Dear all:
When I am gonna see overlapped regions between two set of GRanges objects, and I want to split theses regions into sub regions by order of chromosome. Intuitively, take all genomic regions from each chromosome and iterate over. Any hint to do this in R ? Thanks a lot
Hi,
Thanks a lot for your reply. I have tried your solution but it gave me error. such as:
split(gr0, seqnames(gr0))
GRangesList object of length 3:
Error in nchar(nms) :
could not find symbol "keepNA" in environment of the generic function
But, I have checked other related post and I figured out now. Thank you
Out of curiosity, how did you manage to solve it in the end?
It would be good to understand why this throws an error for you. Does this fail just with your data, or also with the example data from above?

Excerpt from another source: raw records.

Issue #1899, opened 2024-11-09
`wasmparser`: Should we put 128-bit SIMD behind a crate feature?


Robbepop:
With the recent movement to put some major Wasm proposals behind crate features, e.g. `component-model` and `gc`, I was wondering if this was also practical or useful for the very large 128-bit `simd` (and thus also `relaxed-simd`) proposal with its tons of op-codes. (`simd`: 235, `flexible-simd`: 19)

I see plenty of Wasm runtimes not (yet) supporting `simd` and it isn't even clear to me whether `simd` is supposed to become an optional component of Wasm in the future due to its massive size and the outlook of the more elaborate `flexbile-vectors` on the (far) horizont. For Wasmi I am starting to lean towards supporting Wasm `simd` proposal soonish but behind a crate feature that is disabled by default since it is just way too massive.

The hope is that putting the `simd` and `flexible-simd` feature behind a single `simd` crate feature for `wasmparser` would improve compile times, artifact sizes and maybe (or hopefully) also parse and validation performance since certain checks can be performed at compile time instead.

Ideas, thoughts and discussion welcome. :)

alexcrichton:
One point perhaps worth clarifying is that the `gc` feature is for Wasmtime, not wasm-tools. I bring this up because while wasmparser has a `component-model` feature one of the main things that made it possible is that it's purely an optional layer on top of core wasm. That made it quite easy to have structs "just disappear" from the API for component-model support and from an end-user perspective it's easy to work with the crate both with/without component-model support.

This is a bit different for core wasm proposals because everything is pervasively present throughout the wasm type system and structures exposed by this crate. For example the `Visitor` trait and `Operator` enum would be entirely different with-and-without the `gc` or `simd` features. To me this would be a major sticking point of adding a feature gate here because the common workarounds of default trait methods or `#[non_exhaustive]` I don't think are great here because it removes the exhaustiveness checking done by rustc.

One possible option perhaps is something like:

```rust
trait Visitor {
    fn simd_visitor(&mut self) -> Option<&mut dyn SimdVisitor> { None }
}

trait SimdVisitor {
    // ... all simd methods 
}
```

for the trait side of things and maybe `enum Operator { Simd(SimdOperator), ... }` for `Operator`, but there's still a fair bit of design work to do there to determine whether that'd work.

---

[...]

PR #1903, opened 2024-11-12
`wasmparser`: feature gate Wasm `simd` support

Robbepop:
Closes https://github.com/bytecodealliance/wasm-tools/issues/1899.

This allows to feature gate parsing and validation of all 268 `simd` and `relaxed-simd` Wasm operators.

**Goals:** improved compile times and reduced artifact size.

# Summary

- Removes all `simd` and `relaxed-simd` definitions from `macro_rules! for_each_operator`.
- Adds `macro_rules! for_each_simd_operator`.
- Adds `SimdOperator` enum.
- Adds `VisitSimdOperator` trait.
- Adds `VisitOperator::simd_visitor` trait method with default implementation.
- Adds `simd` crate feature, gating `simd` and `relaxed-simd` Wasm proposals support.
- Adds `Operator::Simd(SimdOperator)` variant.
- Puts `#[non_exhaustive]` on `Operator` enum.

# Notes

- There might be a performance regression since visiting SIMD operators in `BinaryReader` now is done via dynamic dispatch. Although it is likely that LLVM can optimize this. Benchmarks needed.
- Usage of `wasmparser` as library is a bit more complex since we now have 2 generator macros instead of just one which is a bit ugly in my honest opinion.

# Benchmarks

Command: `cargo build -p wasmparser --no-default-features --features validate,features`
Machine: Macbook M2 Pro

| Compile Time | `!simd` | `simd` |
|:--|--:|--:|
| `debug` | 2.64s | 2.90s |
| `release` | 3.27s | 3.64s |
| | |
| Artifact Size | | |
| `debug` | 19MB | 21MB |
| `release` | 8.4MB | 9.6MB |

# ToDo's

- [x] Fix other crates in the `wasm-tools` workspace.
    - [x] `wasm-encoder`
    - [x] `wasmprinter`
    - [x] `wasm-mutate`
- [x] Properly feature gate using the new `simd` crate feature where possible.
- [x] Move some `simd` definitions into a single file to speed-up conditional compilation gating.
    - [x] Move operator validator SIMD related functionality into a separate file.
        - This also helps with reviewability of the changes.
    - [x] Move `for_each_simd_operator` macro into its own separate file.
    - [x] Move `BinaryReader::visit_0xfd_operator` into its own separate file.
- [x] Write docs for new `VisitSimdOperator` trait and `SimdOperator` enum.
    - [x] `macro_rules! for_each_simd_operator`
    - [x] `enum SimdOperator` enum
    - [x] `trait VisitSimdOperator`
    - [x] `VisitOperator::simd_visitor`
- [ ] ~~Remove some duplicate code around macro expansions if possible.~~
    - Unfortunately this is not entirely preventable. Maybe @alexcrichton has an idea here and there.


alexcrichton:
Thanks again for pushing on this! Overall this is roughly what I was thinking, and while I'm ok with the current state of it I think it's worth reviewing the final end-state as well when all the CI is passing and everything is hooked up (e.g. #[cfg]s are in place and compile-time-wins are remeasured and such)

> OperatorFactory now panics when trying to visit a SIMD operator while simd_visitor returns None.

Can this be fixed by marking `enum Operator` as `#[non_exhaustive]` and then conditionally including the `SimdOperator` enum?

> There might be a performance regression since visiting SIMD operators in BinaryReader now is done via dynamic dispatch. Although it is likely that LLVM can optimize this. Benchmarks needed.

I'm not necessarily overly worried about this since simd instructions are likely a very small fraction of a larger module. Might be worth still trying to confirm one way or another, but I don't think it'd be the end of the world either way. When this might perhaps be an issue is with the GC proposal where if a similar strategy is taken for GC then that could have a significant impact since modules are probably all-GC or mostly-all-MVP for example.

> Usage of wasmparser as library is a bit more complex since we now have 2 generator macros instead of just one which is a bit ugly in my honest opinion. Maybe it is possible to shrink to a single macro again but I don't know how at the moment.

I think it's pretty reasonable as is personally. There's two macros to invoke but they're both passed the same macro since they have the same syntax so while it's a bit more boilerplate that's sort of just par for the course with these sorts of refactorings and is a cost to acknowledge being placed on users where the benefit is being able to conditionally disable simd/etc.

Robbepop:
@alexcrichton Thank you for the preliminary review of the WIP PR. :)

> Thanks again for pushing on this! Overall this is roughly what I was thinking, and while I'm ok with the current state of it I think it's worth reviewing the final end-state as well when all the CI is passing and everything is hooked up (e.g. #[cfg]s are in place and compile-time-wins are remeasured and such)

I will be working on that now. I just wanted to know if the current structure is as you imagined which seems to be the case.

> Can this be fixed by marking `enum` Operator as `#[non_exhaustive]` and then conditionally including the `SimdOperator` `enum`?

Should be possible indeed.

> When this might perhaps be an issue is with the GC proposal where if a similar strategy is taken for GC then that could have a significant impact since modules are probably all-GC or mostly-all-MVP for example.

We only do all this acrobatics because there are so many `simd` operators. From what I know, no other Wasm proposal has nearly as many operators as `simd`, not even the `gc` proposal. So the first question is if we actually need to conditionally compile `gc` support. So far I do not think so.

> I think it's pretty reasonable as is personally. There's two macros to invoke but they're both passed the same macro since they have the same syntax so while it's a bit more boilerplate that's sort of just par for the course with these sorts of refactorings and is a cost to acknowledge being placed on users where the benefit is being able to conditionally disable simd/etc.

Okay that you for your view on this. I agree!

alexcrichton:
I did a small analysis of opcodes in wasmparser recently and this is what I got:

wasm opcodes

basically while simd is big it's only ~1/3. Roughly 1/4 of all opcodes are mvp and threads+shared-everything-threads are becoming a relatively large slice of the pie

alexcrichton:
Oh not necessarily, and shared-everything-threads is still under development itself. While simd is a relatively obvious choice of "can split this off" I'm not sure if there are other reasonable things to split off in chunks at this time.

Robbepop:
I finished all TODOs for the `wasmparser` crate and performed some compilation and artifact size benchmarks:

| Compile Time | `!simd` | `simd` |
|:--|--:|--:|
| `debug` | 2.64s | 2.90s |
| `release` | 3.27s | 3.64s |

| Artifact Size | `!simd` | `simd` |
|:--|--:|--:|
| `debug` | 19MB | 21MB |
| `release` | 8.4MB | 9.6MB |

crates/wasmparser/src/readers/core/operators.rs
```diff
@@ -423,16 +446,55 @@ pub trait VisitOperator<'a> {
...
             }
-
         }
         for_each_operator!(visit_operator)
     }
 
+    #[cfg(feature = "simd")]
+    fn simd_visitor(&mut self) -> Option<&mut dyn VisitSimdOperator<'a, Output = Self::Output>> {
+        None
+    }
```
alexcrichton, line 465: Could you add some documentation to this method as well? Mostly indicating what it is and how it's intended to be used. I think ideally it'd be good to have an example which shows the return-`Some(self)` trick

alexcrichton: Also, I'm not sure if it's possible, but one possible route of exploration would be to have an associated `type SimdVisitor;` for this trait where the return value is `Option<&mut Self::SimdVisitor>`. Typically users would write `type SimdVisitor = Self;`. The only slightly tricky part would be the default value of the associated type but I think that may be possible with something like `enum NonexistentVisitor {}` which can't be constructed.

alexcrichton (commented):
Ah alas I was hoping for slightly more compile-time wins in the end but if this works for you I think it's reasonable to land.

crates/wasmparser/src/readers/core/operators.rs
Robbepop: > Also, I'm not sure if it's possible, but one possible route of exploration would be to have an associated `type SimdVisitor;` for this trait where the return value is `Option<&mut Self::SimdVisitor>`. Typically users would write `type SimdVisitor = Self;`. The only slightly tricky part would be the default value of the associated type but I think that may be possible with something like `enum NonexistentVisitor {}` which can't be constructed.

This is how I would have probably designed this in the first place. However, your design idea has the crucial elegance of requiring no further boilerplate code for the default `NonExistentVisitor` which could be massive and diminish the compile time wins in the worst case.

Robbepop:
> Ah alas I was hoping for slightly more compile-time wins in the end but if this works for you I think it's reasonable to land.

Indeed, I was also looking for more. Maybe we can gain some more wins by some further refactorings. At the moment I do not see any trivial ones though.

Robbepop:
@alexcrichton this PR is ready for a proper review now.

crates/wasm-encoder/Cargo.toml
```diff
@@ -33,8 +33,10 @@ wasmparser = { path = "../wasmparser" }
...
 
 [features]
-default = ['component-model']
+default = ['component-model', 'simd']
 
 # On-by-default: conditional support for emitting components in addition to
 # core modules.
 component-model = ['wasmparser?/component-model']
+# On-by-default: conditional support for emitting SIMD wasm operators.
+simd = ['wasmparser?/simd']
```
alexcrichton, line 42: Given that this feature only gates the wasmparser-to-wasm-encoder conversion, as opposed to gating the instructions themselves, I think it might be better here to just unconditionally enable the `simd` feature of wasmparser. That can be left as future work to implement full conditional gating in `wasm-encoder`

crates/wasm-mutate/src/mutators/modify_const_exprs.rs
```diff
@@ -76,7 +76,7 @@ impl<'cfg, 'wasm> Reencode for InitTranslator<'cfg, 'wasm> {
             O::RefNull { .. } | O::I32Const { value: 0 | 1 } | O::I64Const { value: 0 | 1 } => true,
             O::F32Const { value } => value.bits() == 0,
             O::F64Const { value } => value.bits() == 0,
-            O::V128Const { value } => value.i128() == 0,
+            O::Simd(SimdOperator::V128Const { value }) => value.i128() == 0,
```
alexcrichton, line 79: Looking at this again, what do you think of throwing all the simd ops back into `Operator`? It's already `#[non_exhaustive]` and would be nice to have a bit less churn as well in theory

Cargo.toml
```diff
@@ -239,6 +240,11 @@ component = [
   'dep:wasmparser',
   'dep:serde_json',
 ]
+simd = [
+  'wasmparser/simd',
+  'wasmprinter/simd',
+  'wasm-encoder/simd',
+]
```
alexcrichton, line 247: I think for this, sort of like wasm-encoder below, let's go ahead and just unconditionally enable simd for these dependencies at the CLI level perhaps?

crates/wasmprinter/Cargo.toml
```diff
@@ -25,5 +25,6 @@ termcolor = { workspace = true }
 wat = { path = "../wat" }
 
 [features]
-default = ['component-model']
+default = ['component-model', 'simd']
 component-model = ['wasmparser/component-model']
+simd = ['wasmparser/simd']
```
alexcrichton, line 30: Similar to wasm-encoder, what do you think about unconditionally enabling simd here? That would avoid the need for more `#[cfg]` and I don't think there's as compelling of a use case to making this conditional on this crate as there is for wasmparser

crates/wasm-encoder/Cargo.toml
Robbepop: I agree. I did this just because I wanted to mic the behavior for the component-model. Enabling sims by default should also decrease the diff of this PR which I welcome.

crates/wasm-mutate/src/mutators/modify_const_exprs.rs
Robbepop: I am not yet sure if this works as intended due to the split into 2 macros and the problem that you cannot have macro invokation at enum variant definition position but I ll see how it goes. A downside to this approach is that this would result in tons of cfgs.

alexcrichton (commented):
Thanks for continuing to push on the compile-time improvements with the macro!

This new structure is currently used to define `for_each_operator` and `for_each_simd_operator`, but the end goal was to remove the `Operator::Simd` variant and `SimdOperator` entirely. Would you be up for sketching that out here? That I think will be pretty helpful to avoid lots of churn in downstream users currently using the `Operator` enum.

What I might envision as the next transition step might be:

* `for_each_visit_operator!` - used with `trait VisitOperator` (no simd)
* `for_each_simd_visit_operator!` - used with `trait VisitSimdOperator` (only simd)
* `for_each_operator!` - repurpose this to be used with `Operator` (both simd + others)

A possible future change would be to update the syntax of each macro possible where `for_each_operator` may not want the `visit_*` methods as arguments and the others may not want the camel case struct names as arguments. That's fine to defer to later though.

Robbepop:
> What I might envision as the next transition step might be:
> 
>     * `for_each_visit_operator!` - used with `trait VisitOperator` (no simd)
> 
>     * `for_each_simd_visit_operator!` - used with `trait VisitSimdOperator` (only simd)
> 
>     * `for_each_operator!` - repurpose this to be used with `Operator` (both simd + others)

Associating the new macros with their respective intended use is a brilliant idea. I was already struggeling how to best expose and name those new macros but this is a solution I am very willing to put forward.

> A possible future change would be to update the syntax of each macro possible where `for_each_operator` may not want the `visit_*` methods as arguments and the others may not want the camel case struct names as arguments. That's fine to defer to later though.

Yes, this indeed might be a good idea. I agree that a follow-up PR is a better place for those improvements.

alexcrichton (approved):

Can you paste here how the object 'gr0' looks like before trying to split it?
Hi,
this how it looks like when use your example:
gr0 <- GRanges(Rle(c("chr2", "chr2", "chr1", "chr3"), c(1, 3, 2, 4)), IRanges(1:10, width=10:1)) > gr0 GRanges object with 10 ranges and 0 metadata columns: seqnames ranges strand <Rle> <IRanges> <Rle> [1] chr2 [ 1, 10] * [2] chr2 [ 2, 10] * [3] chr2 [ 3, 10] * [4] chr2 [ 4, 10] * [5] chr1 [ 5, 10] * [6] chr1 [ 6, 10] * [7] chr3 [ 7, 10] * [8] chr3 [ 8, 10] * [9] chr3 [ 9, 10] * [10] chr3 [10, 10] * ------- seqinfo: 3 sequences from an unspecified genome; no seqlengths > split(gr0, seqnames(gr0)) GRangesList object of length 3: Error in nchar(nms) : could not find symbol "keepNA" in environment of the generic function
Okay, that seems strange, because the same is working fine for me. Can you check if you are running an outdated version of the GenomicRanges package? My sessionInfo():
Hi,
oops, may be I have to updated the packages. I will try.
FYI, I am gonna iterate this one by one. Do you know any easy way to do this? Instead I have to write function to handle this case. Thank you !!
I have updated my initial answer which now also explains how to apply a function to the entries of each chromosome.
You can also have a look at a recent discussion (looping through a GRangesList object) why calling a function for each entry in a GRanges object may be slow.
The split command does not work. It split the data but only took the first 4562 transcripts from each chromosome. I assume this is because the first chromosome had that many transcripts.